ASSIGNMENT —
Write out the full listing exactly.

***** DATA EXTRACT *****

PR #2646, opened 2017-05-02
Implement remaining PathSeq tools

mwalker174:

The pipeline tools are:
1. PathSeqFilterSpark : quality/low-complexity/host read filtering
2. PathSeqPathogenAlignSpark : bwa-mem aligner
3. PathSeqClassifyReadsSpark : quantifies pathogen abundance

These are supported by utilities:
4. PathSeqKmerSpark - creates kmer library (either a Hopscotch set or Bloom filter) used by Filter tool
5. PathSeqBuildReferenceTaxonomy - creates a file containing taxonomic information for a given reference, required by ClassifyReads

tools.spark.pathseq package:
Contains all the tools. Static helper functions were put into PS<ToolName>Utils classes, eg PSFilterUtils contains functions used by PathSeqFilterSpark. PSUtils contains mostly functions that are used by more than one tool. There are a number of other "PS" classes for doing Bwa, taxonomy bookkeeping, and read classification. Also has the kmer and host alignment read filters.

tools.spark.sv package:
Added base masking to SVKmerShort class.

tools.spark.utils package:
Hopscotch set and Bloom filter for long primitives. Each type has a "Large" class for sets exceeding the maximum JVM array size (~2B).


lbergelson:
@mwalker174 This pull request is absolutely massive.  If it can be meaningfully decomposed into a few smaller pull requests to make reviews easier that might make more sense.

src/main/java/org/broadinstitute/hellbender/engine/filters/AmbiguousBaseReadFilter.java
```diff
@@ -14,23 +14,27 @@
 
     private static final long serialVersionUID = 1L;
 
-    @Argument(doc="Threshold fraction of non-regular bases (e.g. N) above which to filter",
-            fullName="ambigFilterFrac",
-            shortName="ambigFilterFrac", optional=true)
-    public float N_FRAC = 0.05f;
+    @Argument(fullName = "ambigFilterFrac", shortName = "ambigFilterFrac", optional = true)
+    public double N_FRAC = 0.05;
```
lbergelson: Arguments are not constants and shouldn't be in UPPERCASE.  There are places that have them like that that haven't been refactored, but we shouldn't be adding more.

lbergelson: Also, what happened to the dcoumentation string here?

src/main/java/org/broadinstitute/hellbender/engine/filters/MarkDuplicatesReadFilter.java
```diff
@@ -0,0 +1,27 @@
...
+
+import java.io.Serializable;
+
+/**
+ * Filters out reads marked as duplicates.
+ */
+public final class MarkDuplicatesReadFilter extends ReadFilter implements Serializable {
+
+    private static final long serialVersionUID = 1L;
+    private boolean filterOpticalOnly = false;
```
lbergelson: shouldn't this be an argument?

src/main/java/org/broadinstitute/hellbender/engine/filters/MarkDuplicatesReadFilter.java
```diff
@@ -0,0 +1,27 @@
...
+
+import org.broadinstitute.hellbender.tools.spark.transforms.markduplicates.MarkDuplicatesSparkUtils;
+import org.broadinstitute.hellbender.utils.read.GATKRead;
+
+import java.io.Serializable;
+
+/**
+ * Filters out reads marked as duplicates.
+ */
+public final class MarkDuplicatesReadFilter extends ReadFilter implements Serializable {
```
lbergelson: I'm unclear about the need for this class vs two separate filters, `OpticalDuplicateReadFilter` and `DuplicateReadFilter`.  Seems confusing.

mwalker174:
@lbergelson @cwhelan @tedsharpe Going to break this PR down into smaller pieces. I will implement the feedback received thus far as well.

*****

EXERCISE ANSWER —
PR #2646, opened 2017-05-02
Implement remaining PathSeq tools

mwalker174:

The pipeline tools are:
1. PathSeqFilterSpark : quality/low-complexity/host read filtering
2. PathSeqPathogenAlignSpark : bwa-mem aligner
3. PathSeqClassifyReadsSpark : quantifies pathogen abundance

These are supported by utilities:
4. PathSeqKmerSpark - creates kmer library (either a Hopscotch set or Bloom filter) used by Filter tool
5. PathSeqBuildReferenceTaxonomy - creates a file containing taxonomic information for a given reference, required by ClassifyReads

tools.spark.pathseq package:
Contains all the tools. Static helper functions were put into PS<ToolName>Utils classes, eg PSFilterUtils contains functions used by PathSeqFilterSpark. PSUtils contains mostly functions that are used by more than one tool. There are a number of other "PS" classes for doing Bwa, taxonomy bookkeeping, and read classification. Also has the kmer and host alignment read filters.

tools.spark.sv package:
Added base masking to SVKmerShort class.

tools.spark.utils package:
Hopscotch set and Bloom filter for long primitives. Each type has a "Large" class for sets exceeding the maximum JVM array size (~2B).


lbergelson:
@mwalker174 This pull request is absolutely massive.  If it can be meaningfully decomposed into a few smaller pull requests to make reviews easier that might make more sense.

src/main/java/org/broadinstitute/hellbender/engine/filters/AmbiguousBaseReadFilter.java
```diff
@@ -14,23 +14,27 @@
 
     private static final long serialVersionUID = 1L;
 
-    @Argument(doc="Threshold fraction of non-regular bases (e.g. N) above which to filter",
-            fullName="ambigFilterFrac",
-            shortName="ambigFilterFrac", optional=true)
-    public float N_FRAC = 0.05f;
+    @Argument(fullName = "ambigFilterFrac", shortName = "ambigFilterFrac", optional = true)
+    public double N_FRAC = 0.05;
```
lbergelson: Arguments are not constants and shouldn't be in UPPERCASE.  There are places that have them like that that haven't been refactored, but we shouldn't be adding more.

lbergelson: Also, what happened to the dcoumentation string here?

src/main/java/org/broadinstitute/hellbender/engine/filters/MarkDuplicatesReadFilter.java
```diff
@@ -0,0 +1,27 @@
...
+
+import java.io.Serializable;
+
+/**
+ * Filters out reads marked as duplicates.
+ */
+public final class MarkDuplicatesReadFilter extends ReadFilter implements Serializable {
+
+    private static final long serialVersionUID = 1L;
+    private boolean filterOpticalOnly = false;
```
lbergelson: shouldn't this be an argument?

src/main/java/org/broadinstitute/hellbender/engine/filters/MarkDuplicatesReadFilter.java
```diff
@@ -0,0 +1,27 @@
...
+
+import org.broadinstitute.hellbender.tools.spark.transforms.markduplicates.MarkDuplicatesSparkUtils;
+import org.broadinstitute.hellbender.utils.read.GATKRead;
+
+import java.io.Serializable;
+
+/**
+ * Filters out reads marked as duplicates.
+ */
+public final class MarkDuplicatesReadFilter extends ReadFilter implements Serializable {
```
lbergelson: I'm unclear about the need for this class vs two separate filters, `OpticalDuplicateReadFilter` and `DuplicateReadFilter`.  Seems confusing.

mwalker174:
@lbergelson @cwhelan @tedsharpe Going to break this PR down into smaller pieces. I will implement the feedback received thus far as well.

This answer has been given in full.